NFS version 4 combines locking and filing (and mounting) in one single protocol. So use NFS version 4 with RPCSEC_GSS to blast past the 16 group identifier limitation.

Some caveats:

• Most people use a directory service like NIS or LDAP to store their supplemental group identifier information. If you establish more than 16 supplemental groups in NIS or LDAP for your users, you'll want to make sure that all your other NFS clients support NFSv4 and support RPCSEC_GSS, and of course are configured to use Kerberos V5.
• For a similar reason, make sure your NFS clients can support more than 16 group identifiers per user. When a user logs into his desktop system, the operating system will establish his credentials.
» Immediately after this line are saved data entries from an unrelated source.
PR #3780, opened 2026-05-11
DOC: add ipyleaflet gallery example

notix3333:
Adds a gallery example showing how to display a GeoDataFrame interactively using ipyleaflet.

### DIFF
--- a/doc/environment.yml
+++ b/doc/environment.yml
@@ -26,6 +26,7 @@ dependencies:
   - ipykernel
   - myst-parser
   - folium
+  - ipyleaflet
   - xyzservices
   - packaging
   - pip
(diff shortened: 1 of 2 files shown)


martinfleis (commented):
Thanks! 

The second cell seems to end mid-word. 

It would also be nice to have a short comparison to internal `explore` method. No need for code, just to explain how the two differ and what is the use case for `ipyleaflet`.

The [rendered version](https://geopandas--3780.org.readthedocs.build/en/3780/gallery/plotting_with_ipyleaflet.html) is a bit strange as both maps, the one that contains just centering and the one with geometry are exactly the same, with the geometry. Is that intended?

notix3333:
Thanks for the review!

I fixed the truncated word in the second cell.

I  added a short comparison with ipyleaflet and GeoPandas `.explore()`

I also removed the intermediate map display, so the rendered version should now only show the final map with the GeoData layer.

martinfleis (approved):
Thanks! I have pushed a minor lining commit, otherwise it is ready to be merged.

notix3333:
Thanks!

PR #3784, opened 2026-05-29
BUG: honor legend_kwds["labels"] for categorical and boolean columns in explore()

### LINKED ISSUE #3496: BUG: Legend Labels in geopandas explore only works for continuous variables with mapclassify schemes
### Discussed in https://github.com/geopandas/geopandas/discussions/3494

<div type='discussions-op-text'>

<sup>Originally posted by **laguill** January 14, 2025</sup>
Hello,

I am generating an interactive world maps but it seams that legends labels cannot be edited
Any idea what I am doing wrong ?

```python
MAP_URL = "https://naciscdn.org/naturalearth/10m/cultural/ne_10m_admin_0_countries.zip"

world = gpd.read_file(MAP_URL)
world = world[(world.ADMIN != "Antarctica")]

# Add a new column to set to true if the country is in the top 20
#world["is_top_20"] = world["NAME"].isin(pays_top_20)
world["is_top_20"] = world["NAME"]=="France"


# Créer une carte interactive avec explore
world.explore(
    column="is_top_20",
    cmap=cmap,
    edgecolor="0.8",
    # Ajouter un popup qui affiche le nom du pays
    popup=["NAME"],
    tooltip=["NAME"],
    # Ajouter un titre à la carte
    title="Top 20 des pays correspondants au mieux à nos critères en 2015",
    k=2,
    legend=True,
    legend_kwds={"colorbar": False, "caption": "Légende", "labels": ["Autres pays", "Top 20"]},
)

```

Thanks for your help</div>

madhavcodez:
Fixes #3496.

`GeoDataFrame.explore()` ignored a custom `legend_kwds={"labels": [...]}` override for categorical and boolean columns — the override was only consumed in the continuous/mapclassify-scheme legend path. As @m-richards confirmed in the issue, this is a limitation of the existing implementation.

## What changed
- `explore.py`: honor `legend_kwds["labels"]` in the categorical legend branch. The override is validated to have one label per category (clear `ValueError` otherwise) and is applied to the real categories **before** the missing/NaN entry is appended, so a custom label is never consumed by the NaN row.
- `explore.py` docstring: moved the `labels` entry out of the scheme-only section (it now also applies to categorical/boolean columns) and clarified the element-count requirement for both cases.
- `tests/test_explore.py`: added `test_categorical_legend_custom_labels` covering categorical and boolean columns, the custom-labels-with-missing-values interaction, and the length-mismatch error.
- `CHANGELOG.md`: added a bug-fix entry.

## Test plan
- [x] New regression test fails on `main` (labels silently ignored) and passes with the fix
- [x] `ruff check` and `ruff format` clean

_Note: the pre-existing `scheme` branch reads `legend_kwds["labels"]` without popping and mutates the caller's list; I left that untouched to keep this PR scoped to #3496._


martinfleis (approved):
Thanks!

jorisvandenbossche (approved):

jorisvandenbossche:
(failing CI is unrelated)

PR #3791, opened 2026-06-10
MNT: move "dev" to PEP 735 dependency-groups

mwtoews:
This implements [PEP 735](https://peps.python.org/pep-0735/) to use dependency groups for "dev". Other groups like "doc" can be added later.

This group can be installed with `[uv] pip install ... --group dev`, but also note that the "dev" group is [part of `uv`'s default groups](https://docs.astral.sh/uv/concepts/projects/dependencies/#default-groups) so it doesn't need to be specified.

### DIFF
--- a/doc/source/getting_started/install.rst
+++ b/doc/source/getting_started/install.rst
@@ -116,10 +116,9 @@ You may install the latest development version by cloning the
     cd geopandas
     pip install .
 
-Development dependencies can be installed using the dev optional
-dependency group::
+Development dependencies can be installed using the ``dev`` dependency group::
 
-    pip install '.[dev]'
+    pip install -e . --group dev
 
 It is also possible to install the latest development version
 directly from the GitHub repository with::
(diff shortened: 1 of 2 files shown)


martinfleis (commented):
Thanks!

Do you know if there's a need to bump minimal setuptools version in build-system part of pyproject?

mwtoews:
I see that [Hatch v1.16.0](https://hatch.pypa.io/1.16/blog/2025/11/24/hatch-v1160/) is when support for dependency groups was added (for their `tool.hatch.envs.*` feature that we don't use), but earlier versions of hatch work fine with these changes in this file, so no version constraints are needed for the build-system.

Mostly the limiting version support is with client pip and related front-ends (`uv pip`) that need to support `--group`, which landed with [pip 25.1 (2025-04-26)](https://pip.pypa.io/en/stable/news/#v25-1).

martinfleis (approved):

If the user is in more than 16 groups, he may well be denied login access if his home directory is NFS mounted.
  

So you might ask, this is great but why am I limited to 32 or 64 group identifiers? The reason relates to how operating systems set up their in-kernel credentials. Usually the supplemental group identifiers are a simple array of integers. This means that each access attempt can require searching the entire array of integers. This is one thing if the array is 16-64 group identifiers, but get into 100s to 1000s or more, and the performance impact of that many group identifiers might start to get in the way. An answer might be to organize in-kernels as hash tables or trees, but this has costs too. Not to mention that as each in-kernel credential gets bigger the impact on kernel memory usage, which takes away from applications, becomes important.

Another approach to consider is ACLs. NFSv4 has them. An ACL (Access Control List) is a list of ACEs (Access Control Entries). In NFSv4 an ACE is basically:

• user name or group name
• permission bits
• whether the named user or group is being denied or allowed access

How does this solve the problem that lots of groups solves? For a given file, you can list a bunch of users that are allowed access, and there is no over the network specification that limits how many user ACEs you can have in an ACL. The limits are purely on the server. So for a given set of files, you can let lots of users and lots of different sets of users access each file. Compare that to what lots of supplemental groups do for you. Each file has a single group id assigned to it, and you can then assign a lot of users to the group id in /etc/group or the group table in NIS or LDAP. You can assign a different group id to each file. So for a set of files, you can grant access to lots of users, and lots of different sets of users. Semantically the same.

So what ACLs do for the NFS community is make extended access purely a server problem in terms of flexibility and performance. Of course, there needs to be away to edit the ACLs on a given file, which is what NFSv4 does for you.